Gagnon Luke R, Huang Yiming, Kay Robert, Cujec Bibiana
Department of Medicine, University of Alberta, Edmonton, Alberta, Canada.
Mazankowski Alberta Heart Institute, University of Alberta, Edmonton, Alberta, Canada.
CJC Open. 2021 Nov 17;4(3):337-339. doi: 10.1016/j.cjco.2021.11.003. eCollection 2022 Mar.
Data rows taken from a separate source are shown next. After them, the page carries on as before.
PR #251, opened 2024-08-31
Try to improve Rust performance for Lesson 203

devashishdxt:
I've tried to improve the performance of Rust code for lesson 203. Ideally, I'd use `axum` (for http server) and `metrics-exporter-prometheus` for metrics but I haven't changed that as this comparison is between `actix-web` and Go framework.

### DIFF
--- a/lessons/203/rust-app/Cargo.lock
+++ b/lessons/203/rust-app/Cargo.lock
@@ -1889,6 +1889,7 @@ dependencies = [
  "serde",
  "serde_derive",
  "serde_json",
+ "tokio",
  "tokio-postgres",
  "toml",
  "uuid",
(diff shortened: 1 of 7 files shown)


antonputra:
Thanks for the PR @devashishdxt , i'd like to keep original code as is just for the future references, would you mind to create something like rust-app-v2 or improved folder in this 203 lesson and I'll merge and test the code?

antonputra (changes requested):
Thanks for the PR @devashishdxt , i'd like to keep original code as is just for the future references, would you mind to create something like rust-app-v2 or improved folder in this 203 lesson and I'll merge and test the code?

devashishdxt:
> Thanks for the PR @devashishdxt , i'd like to keep original code as is just for the future references, would you mind to create something like rust-app-v2 or improved folder in this 203 lesson and I'll merge and test the code?

Ok. Will create another PR.

PR #252, opened 2024-08-31
Lesson 203: Remove String to Uuid conversion to closely resemble go

divitngoc:
When hitting devices endpoint, it's a bit unfair as Rust has to do extra computation compared to Go from String to Uuid and then back Uuid to String when serializing.


antonputra (approved):
true, good catch

PR #256, opened 2024-09-07
A few Go improvements

wltechblog:
1. The Go version was using a dynamic table name supplied as a function argument, which is not present in the Rust version and which requires an extra fmt.Sprintf to pre-prepare the query. I made it static to match the Rust version.
2. Made the image save() function a method on the Image type, which is more idiomatic Go, probably no performance difference but it's cleaner
3. Removed an unnecessary variable creation in NewImage() and assign the CreatedAt direction from  time.Now() 
4. Since the components of Key are all strings,  we should use string concatenation instead of fmt.Sprintf to create the Key.

### DIFF
--- a/lessons/205/go-app/images.go
+++ b/lessons/205/go-app/images.go
@@ -45,15 +45,12 @@ func NewImage() *Image {
 }
 
 // Save inserts a newly generated image into the Postgres database.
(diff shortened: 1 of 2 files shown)


Adembc (approved):
LGTM

PR #257, opened 2024-09-07
Use prepare_cached instead of prepare

joshka:
Aligns with the go implementation.

### DIFF
--- a/lessons/205/rust-app/src/image.rs
+++ b/lessons/205/rust-app/src/image.rs
@@ -72,10 +72,16 @@ impl Image {
             .context("failed to get database connection")?;
 
         // Prepare the SQL query.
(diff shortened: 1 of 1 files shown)


devashishdxt (commented):
If you don’t pass prepared statement, tokio-postres will internally call prepare function on the string.

joshka:
Damn - you're right. I missed that.
Reading through the go implementation more, its postgres connection has an internal cache for prepared statements, which it uses when running any plain sql query https://pkg.go.dev/github.com/jackc/pgx#Conn.Prepare

joshka:
Switched to calling prepare_cached() instead. This seems like it's probably closer to the go implementation.

PR #258, opened 2024-09-07
remove cow and add concurrent upload/save

BJSummerfield:
**Use static str for devices**

[Cow](https://doc.rust-lang.org/std/borrow/enum.Cow.html) adds unnecessary overhead.  We are creating and returning static strings with devices, never using the `Owned` enum variant.  With Cow, each device creates an enum that holds references to an  `Owned` memory location and/or a `Borrowed` memory location.  However, this program only uses `Borrowed` path.

Removing the overhead creates a small but measurable improvement.

Local stress test using Cow running `wrk -t12 -c400 -d30s http://localhost:8080/api/devices`
Requests/sec: 
171901.99
172399.36
172104.08

Using static strings
Requests/sec: 
173199.04
173038.07
172948.25

**Image save and upload concurrently**

No need to wait for image upload to happen before save (unless we want to).  Run them both at the same time with `tokio::join`

### DIFF
--- a/lessons/203/rust-app-v2/src/device.rs
+++ b/lessons/203/rust-app-v2/src/device.rs
@@ -1,10 +1,8 @@
-use std::borrow::Cow;
-
 use serde::{Deserialize, Serialize};
 
 #[derive(Debug, Serialize, Deserialize)]
 pub struct Device<'a> {
-    pub uuid: Cow<'a, str>,
-    pub mac: Cow<'a, str>,
-    pub firmware: Cow<'a, str>,
+    pub uuid: &'a str,
+    pub mac: &'a str,
+    pub firmware: &'a str,
 }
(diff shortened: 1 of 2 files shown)


antonputra:
Thanks @BJSummerfield for the PR, let me test it and I'll merge

antonputra:
What do you think? @devashishdxt

devashishdxt:
Using `&'a str` is definitely better than using `Cow`. I also thought of this but decided not to do that because in a real world application, you rarely return static strings which are known at compile time.

For concurrently saving and uploading, you'll also have to make changes in go application so that go executes both in parallel. Doing it concurrently will be faster in both the languages.

antonputra:
Thanks, i'll update go code before the next test!

antonputra (approved):

PR #259, opened 2024-09-07
Add reactive java app version

ericsouza:
hey @antonputra , this is my pr of the reactive version of the java app for the lesson 201, which is a comparison between quarkus (java) and golang (fiber). I think I covered most of the blocking part. There is only the AtomicInteger usage, which is indeed thread safe but replacing with UUID can increase perfomance. I do still want to try the vertx Counter which is a properly way to have an atomic counter in a vertx/reactive environment.

for now, I think it can be already used

btw, Is there any problem changing the key of image file from using a counter to use an uuid as follow?
```java
String imgKey = "java-thumbnail-" + UUID.randomUUID() + ".png";
Image img = new Image(imgKey);
```

thanks for your working with all these benchmarks!!


antonputra:
Thanks @ericsouza for the PR, let me test it and i'll merge

lessons/201/java-app-reactive/pom.xml
```diff
@@ -0,0 +1,152 @@
+<?xml version="1.0" encoding="UTF-8"?>
+<project xmlns="http://maven.apache.org/POM/4.0.0" xmlns:xsi="http://www.w3.org/2001/XMLSchema-instance" xsi:schemaLocation="http://maven.apache.org/POM/4.0.0 https://maven.apache.org/xsd/maven-4.0.0.xsd">
+    <modelVersion>4.0.0</modelVersion>
+    <groupId>com.antonputra</groupId>
+    <artifactId>java-app</artifactId>
+    <version>0.1.0</version>
+
+    <properties>
+        <compiler-plugin.version>3.13.0</compiler-plugin.version>
```
begui, line 9: Consider a 'quarkus update' . I want to say I remember reading about some improvements to jackson in 3.14+

antonputra: thanks for the tip, I'll update quarkus version before next test

antonputra (approved):
thanks, i'll update version before next test

lessons/201/java-app-reactive/pom.xml
ericsouza: to get the hackson improvements from quarkus 3.14 there is also the need to seed the property below

```
quarkus.rest.jackson.optimization.enable-reflection-free-serializers=true
```

ericsouza:
> Thanks @ericsouza for the PR, let me test it and i'll merge

Thanks!

If you don't see a big difference, please consider removing the counter used by the upload method and replacing with an uuid string

franz1981:
Thanks @ericsouza for this PR; any update on this version @antonputra ?
I have the suspect that if the bottleneck in the tests is nother the application instance, using one language/framework or others won't matter that much, unless the framework is doing something terribly wrong.

franz1981:
I have noticed a couple of possible improvements (assuming the cost to not be on the external services):
- https://docs.aws.amazon.com/sdk-for-java/latest/developer-guide/http-configuration-netty.html could use Netty, and since the vertx event loops could install the AWS Netty client on it, it should reduce the number of thread handoffs
- https://github.com/eclipse-vertx/vert.x/issues/5665 reading files like that is performing useless bug allocations
- https://github.com/eclipse-vertx/vert.x/blob/4.5.16/src/main/java/io/vertx/core/buffer/impl/BufferImpl.java#L216 using this method allocate another copy of the same data 
- https://github.com/aws/aws-sdk-java-v2/blob/master/core%2Fsdk-core%2Fsrc%2Fmain%2Fjava%2Fsoftware%2Famazon%2Fawssdk%2Fcore%2Fasync%2FAsyncRequestBody.java#L206 create another copy again

PR #400, opened 2016-07-17
Display post date for each post at archive

jenglamlow:
Just a personal preference of displaying post date on the archive page, instead of navigate into the post to search for the post date


mmistakes:
The archive single include can be used in collections and not just posts. So there is no guarantee a `post.date` will exist in every situation.

jenglamlow:
Is there a plan to have setting to display the post.date for archive?

mmistakes:
Not currently. I didn't include it as a default because it didn't add much value and is quite easy to add (as you've done in your PR) if someone wants it.

Theme is a starting point, meant to hack on. I'm trying to avoid adding every possible option. For every person who will want the dates to show, there will be someone who wants them hidden. Making them configurable adds more complexity to the theme.

jenglamlow:
Ok, keep it that way then. You may close this pull request. 

Thanks for your nice theme. Really appreciate it

PR #403, opened 2016-07-24
Update ui-text.yml to add "tr" locale

ekremkaraca:
Turkish locale values...


mmistakes:
Thanks for the PR @ekremkaraca

PR #406, opened 2016-07-26
Add external atom feed URL config possibility

gabor-meszaros:
Solution for #378 based on the discussions in #379 .


mmistakes:
Thanks for resubmitting the PR. When testing I noticed it was missing a feed link in [`head.html`](https://github.com/mmistakes/minimal-mistakes/blob/master/_includes/head.html#L7) so I took care of that when I merged this in.

Thanks again.

PR #411, opened 2016-07-31
 Adding Portugese in the ui-text

lipemorais:
I'm from Brasil and added the Portuguese to ui-text file


mmistakes:
Thanks for the PR @lipemorais. This will be merged in with the next release.

PR #466, opened 2016-08-19
Additional options for images to use in social share meta tags

carpiediem:
Use page.header.teaser instead of site.og_image in twitter:image and  og:image meta tags


mmistakes:
Thanks for the PR!

PR #472, opened 2016-08-23
Add french translations

flohw:
Sorry for delay, was on holidays :)
I think translations are OK but I was not able to run `bundle exec jekyll s` after pulling changes on your repository. Got this message :
```
 ERROR: YOUR SITE COULD NOT BE BUILT:
                    ------------------------------------
                    Invalid date '<%= Time.now.strftime('%Y-%m-%d %H:%M:%S %z') %>': Document 'vendor/ruby/2.3.0/gems/jekyll-3.1.6/lib/site_template/_posts/0000-00-00-welcome-to-jekyll.markdown.erb' does not have a valid date in the YAML front matter.
```

I havn't enough time to search now. I have run `bundler install`

### DIFF
--- a/_data/ui-text.yml
+++ b/_data/ui-text.yml
@@ -120,17 +120,18 @@ fr: &DEFAULT_FR
   email_label                : "Email"
   recent_posts               : "Posts récents"
   undefined_wpm              : "Le paramètre words_per_minute n'est pas défini dans _config.yml"
-  comment_form_info          :
-  comment_form_comment_label :
-  comment_form_md_info       :
-  comment_form_name_label    :
-  comment_form_email_label   :
-  comment_form_website_label :
-  comment_btn_submit         :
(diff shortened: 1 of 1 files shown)


mmistakes:
Thanks.

I don't think that error is theme related. Jekyll has a problem with `vendor/ruby/2.3.0/gems/jekyll-3.1.6/lib/site_template/_posts/0000-00-00-welcome-to-jekyll.markdown.erb` which is in your system, not the theme.

Probably have to throw `vendor` into `exclude` in _config.yml to ignore that file. But doing that may block the `/assets/js/vendor/`, which will probably need to be put in `include` so Jekyll processes those files.

flohw:
Fixed, I used the default configuration. Then some documentation to read with staticman and update ui-text.
You can merge that :smile:

mmistakes:
Merged. Thanks!

PR #474, opened 2016-08-24
Fixed error link "posts" in breadcrumbs "home/posts/page". 

Rean1030:
When click "posts" link in breadcrumbs path "home/posts/page". It will
turn to an error path like:
"https://username.github.ioposts" not as a right one
"https://username.github.io/posts".


Rean1030:
Oh, So sorry for my mistake. I just want to commit the last one 😫......

Rean1030:
I committed it in the develop branch instead of here . By the way added simplified Chinese in UI-text.

PR #482, opened 2016-08-26
Add Chinese in UI-text & Fixed error link "posts".

Rean1030:
1.Fixed error link "posts" in breadcrumbs "home/posts/page". 

2.Add simplified Chinese in UI-text.


mmistakes:
Could you breakout try the Chinese text translation commit as its own pull request?

Could you clarify what the breadcrumb commits are all about? Not exactly sure what that's suppose to fix. Looking at it you removed some conditionals that will give collection pages a problem if breadcrumbs are enabled.

Rean1030:
Sorry for these, I will  look over carefully next time.

PR #487, opened 2016-08-28
clarified comment for author.stackoverflow value in _config.yml

rschaerer:
# Initial Situation

* The author.stackoverflow variable was commentet with `# http://stackoverflow.com/users/123456/username`, which led me to the conclusion that I should add the whole url as value.
* The stackoverflow combination of numeric id / username isn't self-explanatory.

# Proposed Change

Change the comment to explicit state the requested value `"123456/username"` and append the whole demo url to show where the needed value can be found.

### DIFF
--- a/_config.yml
+++ b/_config.yml
@@ -97,7 +97,7 @@ author:
   linkedin         :
   pinterest        :
   soundcloud       :
-  stackoverflow    : # http://stackoverflow.com/users/123456/username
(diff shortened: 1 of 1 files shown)


mmistakes:
Thanks. Merged into `develop` and will push with the next theme release.

ref: https://github.com/mmistakes/minimal-mistakes/commit/d3ac1123da4a2e6b2b75d8de0d46a36c57bda576

PR #488, opened 2016-08-29
Add list of available translations

rschaerer:
Since there are several translations in the master branch, they should also be featured in the docs.

For further additions I styled them as a list in alphabetical order.

The native language description (e.g. Français) might make it easier to find this page for search queries in the native language. But I'm not sure if it is worth the effort...


mmistakes:
Excellent. Thanks for the added documentation!

PR #496, opened 2016-09-01
get Follow-Button label from ui-text and default to "Follow"

rschaerer:
The Follow button Label wasn't localized with the ui-text value, now it is with default to "Follow".

The colon from the end of the ui-text value of `follow_label` is being removed by the liquid filter `remove: ":"`


mmistakes:
Thanks for the PR!

PR #1156, opened 2017-08-05
Add a few more social networks

ducthienbui97:
I just added a few more social networks for author profile: twitch, quora, vk, reddit, yelp, meetup, angellist, paypal (donate link), skype (open chat),  and added color for weibo logo.

### DIFF
--- a/_config.yml
+++ b/_config.yml
@@ -83,6 +83,7 @@ author:
   location         : "Somewhere"
   email            :
   uri              :
+  angellist        :
   bitbucket        :
   codepen          :
   dribbble         :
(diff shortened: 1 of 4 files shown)


halirutan:
Please see this comment here: https://github.com/mmistakes/minimal-mistakes/pull/1142#issuecomment-318939268

mmistakes:
Thanks for the PR @ducthienbui97, but as @halirutan linked to... I'm not accepting these sorts of adds. It is easy enough to customize I don't think it's productive to add every possible social network to the author sidebar.

It'll be never ending, and never quite match the order someone expects them to be listed in.

PR #1177, opened 2017-08-15
URL Encode Title and Page URL in Social Share Links

rjkaes:
The links to the various social networks include data from the post
(title and url) which can contain URL special characters.  Pass each of
the generated URLs through Liquid's `url_encode` filter to build HTML
complaint URLs.


mmistakes:
Thanks @rjkaes

PR #1181, opened 2017-08-16
Fix discourse urls

tendon:
The current discourse embedding snippet was not working for me. I found two problems

1) the `discourseUrl` variable hardcoded  a couple of forward slashes at the beginning. The correct path should be set only with the `site.comments.discourse.server` configuration variable.

2) the canonical url assigned to `discourseEmbedUrl` was not computed correctly.

This commit attempts to fix both.

### DIFF
--- a/_includes/comments-providers/discourse.html
+++ b/_includes/comments-providers/discourse.html
@@ -1,7 +1,7 @@
 {% if site.comments.discourse.server %}
-{% capture canonical %}{% if site.permalink contains '.html' %}{{ page.url | absolute_url }}{% else %}{{ page.url | absolute_url | remove:'index.html' | strip_slash }}{% endif %}{% endcapture %}
+{% capture canonical %}{{ page.url | replace: 'index.html','' | prepend: site.baseurl | prepend: site.url }}{% endcapture %}
 <script type="text/javascript">
-    DiscourseEmbed = { discourseUrl: '//{{ site.comments.discourse.server }}/',
+    DiscourseEmbed = { discourseUrl: '{{ site.comments.discourse.server }}/',
                        discourseEmbedUrl: '{{ canonical }}' };
    (function () {
      var d = document.createElement('script'); d.type = 'text/javascript'; d.async = true;


rriemann:
My two cents:

- I use currently still a very old version of jekyll+this theme, i.e. I have no experience here.
- I could imagine that the discourse canonical url must match the url in the RSS feed that is read in by Discourse. So shouldn't we create the canoncical url in the same manner like in feed.xml ?

tendon:
Yes looking at the canonical url in xml feed makes sense. Where is that
constructed?

mmistakes:
@tendon That's handled not by the theme but by [jekyll/jekyll-feed plugin](https://github.com/jekyll/jekyll-feed/blob/master/lib/jekyll-feed/feed.xml).

rriemann:
It seems that feed.xml uses simply

    {{ post.url | absolute_url }}

_includes/comments-providers/discourse.html
```diff
@@ -1,7 +1,7 @@
 {% if site.comments.discourse.server %}
-{% capture canonical %}{% if site.permalink contains '.html' %}{{ page.url | absolute_url }}{% else %}{{ page.url | absolute_url | remove:'index.html' | strip_slash }}{% endif %}{% endcapture %}
+{% capture canonical %}{{ page.url | replace: 'index.html','' | prepend: site.baseurl | prepend: site.url }}{% endcapture %}
```
mmistakes: Instead of prepending `baseurl` and `url` use the `absolute_url` filter which does both of these operations.

mmistakes:
Which is pretty much what we're using now, just with a few filters to deal with `index.html` in paths.

_includes/comments-providers/discourse.html
tendon: Maybe I misconfigured something, but I am pretty sure the `canonical` resulted in a relative url, and that's why I got here. Go figure.
So would this be the simpler solution?:
```
{{ page.url | replace: 'index.html','' | absoulte_url }}
```

mmistakes: Sure, but that's pretty much what it is now... except your version removes a few more checks.

I guess I'm waiting for someone else to verify this is actually broken and not outputting the expected URL for Discourse and not some sort of Jekyll/environment/configuration issue.

PR #1190, opened 2017-08-19
Update Gemfile

dontito94:


ashmaroli:
@dontito94 This change is unnecessary. Jekyll 3.5 and above will automatically load these plugins from the `gemspec`.

(I recommend installing Bundler gem if you don't have it, and then build/serve as following:)

```sh
bundle exec jekyll build
# or serve
bundle exec jekyll serve
```

Additionally, GitHub Pages won't look at this Gemfile. If you're using the repo-fork method with this theme, simply ensure that your config file lists the necessary plugins.

mmistakes:
@dontito94 The branch you're committing this to is old and outdated. I'm just keeping it around for reference purposes for those who may be using version 2 of this theme. Everything @ashmaroli suggested is the preferred way to use the theme.

PR #1195, opened 2017-08-22
Do not print the comments form

lsolesen:


mmistakes:
I'd prefer not to hide comments as they can be considered "content" in a lot of cases.

Also, the preferred method to hiding would be to add the element you'd like to hide to [`_sass/minimal-mistakes/_print.scss`](https://github.com/mmistakes/minimal-mistakes/blob/master/_sass/minimal-mistakes/_print.scss#L220-L237).

lsolesen:
@mmistakes This is only hiding the comments form, not the comments themselves. I can revise to use markup instead, if you prefer.

mmistakes:
Gotcha. Yes, please add the form class to `_print.scss` to hide instead of adding a `no-print` class to the HTML.

Issue #803, opened 2017-01-28
Add support for Staticman new comment notifications + nested comments


alecsatin:
- [x] This is a question about using the theme.
- [x] This is a feature request.

Have been learning so much from your theme.   Thank you for the hard work you have put into it - and for the excellent documentation.  

Static man has added the possibility of a "subscription to comments" option via mailgun.  eduardoboucas describes it here: https://github.com/eduardoboucas/staticman/issues/42#issuecomment-262938831

Basically it requires the staticman yml entries to be removed from the _config.yml file and placed in a dedicated staticman.yml.  

How hard would it be to get this functionality to work with minimal-mistakes?

Thank you.

mmistakes:
Great to hear that :smile:.

Adding support for comment reply notifications along with nested replies is on my radar, but I haven't figured out how I want to handle it yet. To use both of those there are some changes I'd need to manage as to not break support for those who don't upgrade to Staticman `v2`.

Essentially it comes down to moving all the Staticman configs out of `_config.yml` and into a `staticman.yml` file and changing the `POST` url in the comment form.

I've done both of these on my personal site and even [wrote about all the changes](https://mademistakes.com/articles/improving-jekyll-static-comments/). If you're interested that might be a good reference to start with until I can bake it into the theme officially.

You might want to take a look at @justinrummel's [repo](https://github.com/justinrummel/jr.com-mm) for inspiration since he's currently trying to use Staticman `v2` features with Minimal Mistakes.

justinrummel:
I'm really close now. Able to POST and display comments by integrating Staticman and Travis using v2. Now need to work on threaded replies. 

My findings is patience is the key. And browser cache will give you false negatives.

alecsatin:
Thank you @justinrummel and @mmistakes . Appreciate the suggestions.  Will continue to investigate and work on this when the site is linked to a custom domain.

justinrummel:
I've got it! Parent/child is now displaying correctly and using Staticman and Travis. 

Next is Mailgun, but that feature is low priority. 

Public Test URL: https://www.justinrummel.com/macworld-2010-pictures/

mmistakes:
@justinrummel RE: working on pull request to add support for Staticman v2. Off the top of my head here's some thoughts/suggestions:

- [ ] Remain backwards compatible with `v1` Staticman implementation
- [ ] Add a new comment provider to _config.yml, perhaps named `staticman-v2`
[...]

PR #1202, opened 2017-08-28
Fix staticman indentation in _config.yml

ohadschn:
Should be under `comments:`

### DIFF
--- a/_config.yml
+++ b/_config.yml
@@ -28,22 +28,22 @@ comments:
     appid                :
     num_posts            : # 5 (default)
     colorscheme          : # "light" (default), "dark"
-staticman:
-  allowedFields          : ['name', 'email', 'url', 'message']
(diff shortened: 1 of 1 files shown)


mmistakes:
The current indentation is correct. It isn't supposed to be indented under `comments`. Doing so will break things as the theme uses `site.staticman` not `site.comments.staticman`

ohadschn:
Is `staticman` used for non-comment features? If not, I would argue that the indentation is correct but the usage (`site.staticman`) is not..

mmistakes:
It is. Staticman needs it to be `site.staticman` for it to properly read its config settings. 

Way around that is moving to v2 which takes the Staticman settings out of `_config.yml` and into its own dedicated file, `staticman.yml`.

There are some breaking changes in doing that, see #803

PR #1211, opened 2017-08-31
Improve translation for minute_read.

DDoSolitary:
Although the original one can be understood, it seems strange for a native Chinese speaker. I think the updated version should be better.

### DIFF
--- a/_data/ui-text.yml
+++ b/_data/ui-text.yml
@@ -322,7 +322,7 @@ zh: &DEFAULT_ZH
   toc_label                  : "在本页上"
   ext_link_label             : "直接链接"
   less_than                  : "少于"
-  minute_read                : "分钟 阅读"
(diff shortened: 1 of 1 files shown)


mmistakes:
How bad is the original one? I get a lot of these requests to change translated text for a given locale and it becomes a battle with people constantly submitting PRs to change it back and fourth.

The `ui-text.yml` data file is completely editable by the user. My intention was to provide a base line of texts and then its up to the user to tailor those to suit their site/needs.

DDoSolitary:
I believe that any native Chinese speaker would say that the updated version is better (though not the best, I always fail my Chinese exams XD). But it is really difficult for me to explain how is it better.

I love your project and I just wanted to make this project better. At the same time, I understand that it's somewhat annoying to deal with such translation problems. It is up to you to decide whether to merge this PR.

PR #1221, opened 2017-09-04
Add docker environment

alcalyn:
I'm using this Docker environment to work with this Jekyll theme.

I'm sharing it in this PR.

You should be able to test it by fetching this branch, and by running `docker-compose up`.

Then you should access to your fresh install at http://0.0.0.0:4000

We describe a case of Kounis syndrome, an allergic reaction causing coronary artery vasospasm, triggered by a vancomycin infusion, in a healthy 32-year-old man. The patient initially presented with an inguinal abscess requiring intravenous vancomycin. During his third infusion, he developed typical chest pain that resolved with cessation of the infusion. Troponin was elevated, and electrocardiogram showed ST elevation, prompting emergent cardiac catheterization that demonstrated normal coronary arteries. The cause of the myocardial infarction was consistent with Kounis syndrome. Diagnosis of Kounis syndrome is important, as prompt cessation of the offending agent is a priority to reduce further cardiac injury.
我们描述了一例库尼斯综合征病例,这是一种由万古霉素输注引发的、导致冠状动脉血管痉挛的过敏反应,患者为一名32岁的健康男性。该患者最初因腹股沟脓肿就诊,需要静脉输注万古霉素。在第三次输注过程中,他出现了典型的胸痛,停止输注后胸痛缓解。肌钙蛋白升高,心电图显示ST段抬高,促使其紧急进行心脏导管检查,结果显示冠状动脉正常。心肌梗死的病因符合库尼斯综合征。库尼斯综合征的诊断很重要,因为迅速停用致病药物是减轻进一步心脏损伤的首要任务。